Task to carry out
The range to reproduce runs from the line containing "bstansberry: There's no" through the last line of the listing below; give exactly those lines and no others.

Data section
PR #2479, opened 2017-05-29
WFCORE-2483 Extend HTTPSManagementInterfaceTestCase tests with usage of CR

mchoma:
Controversy of this PR is reload is needed during each test method. This is because reload is needed to change security realm on management interface.

Reload optimalization can be performed, if it would be possible to define order of test methods. But as this is not possible I have to ensure correct security realm is configured before each test method.

Locally this test takes 1.5 sec

### DIFF
--- a/testsuite/manualmode/src/test/java/org/wildfly/core/test/standalone/mgmt/HTTPSManagementInterfaceTestCase.java
+++ b/testsuite/manualmode/src/test/java/org/wildfly/core/test/standalone/mgmt/HTTPSManagementInterfaceTestCase.java
@@ -20,6 +20,10 @@ package org.wildfly.core.test.standalone.mgmt;
 import static org.hamcrest.CoreMatchers.containsString;
 import static org.hamcrest.CoreMatchers.not;
 import static org.jboss.as.controller.descriptions.ModelDescriptionConstants.NAME;
+import static org.jboss.as.controller.descriptions.ModelDescriptionConstants.OUTCOME;
+import static org.jboss.as.controller.descriptions.ModelDescriptionConstants.READ_ATTRIBUTE_OPERATION;
+import static org.jboss.as.controller.descriptions.ModelDescriptionConstants.RESULT;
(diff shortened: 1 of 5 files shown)


testsuite/manualmode/src/test/java/org/wildfly/core/test/standalone/mgmt/HTTPSManagementInterfaceTestCase.java
```diff
@@ -265,6 +317,19 @@ private static void serverSetup(ManagementClient managementClient) throws Except
...
+    private static void changeSecurityRealmForHttpMngmntInterface(String securityRealmName) throws Exception {
+        //ModelControllerClient client = controller.getClient().getControllerClient();
+        try (ModelControllerClient client = getNativeModelControllerClient()) {
+            ModelNode operation = createOpNode("core-service=management/management-interface=http-interface",
+                    ModelDescriptionConstants.WRITE_ATTRIBUTE_OPERATION);
+            operation.get(NAME).set("security-realm");
+            operation.get(VALUE).set(securityRealmName);
+            CoreUtils.applyUpdate(operation, client);
+
+            reloadServer();
```
bstansberry: There's no need for the write-attribute or reload if a read-attribute shows the attribute already has the desired value.

mchoma: I have added that optimalization and I get locally to 1.2 sec

testsuite/shared/src/main/java/org/jboss/as/test/integration/security/common/config/realm/CredentialReference.java
```diff
@@ -0,0 +1,98 @@
+package org.jboss.as.test.integration.security.common.config.realm;
```
jamezp: This is missing a copyright header.

bstansberry:
retest this please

Task response
bstansberry: There's no need for the write-attribute or reload if a read-attribute shows the attribute already has the desired value.

mchoma: I have added that optimalization and I get locally to 1.2 sec

testsuite/shared/src/main/java/org/jboss/as/test/integration/security/common/config/realm/CredentialReference.java
```diff
@@ -0,0 +1,98 @@
+package org.jboss.as.test.integration.security.common.config.realm;
```
jamezp: This is missing a copyright header.

bstansberry:
retest this please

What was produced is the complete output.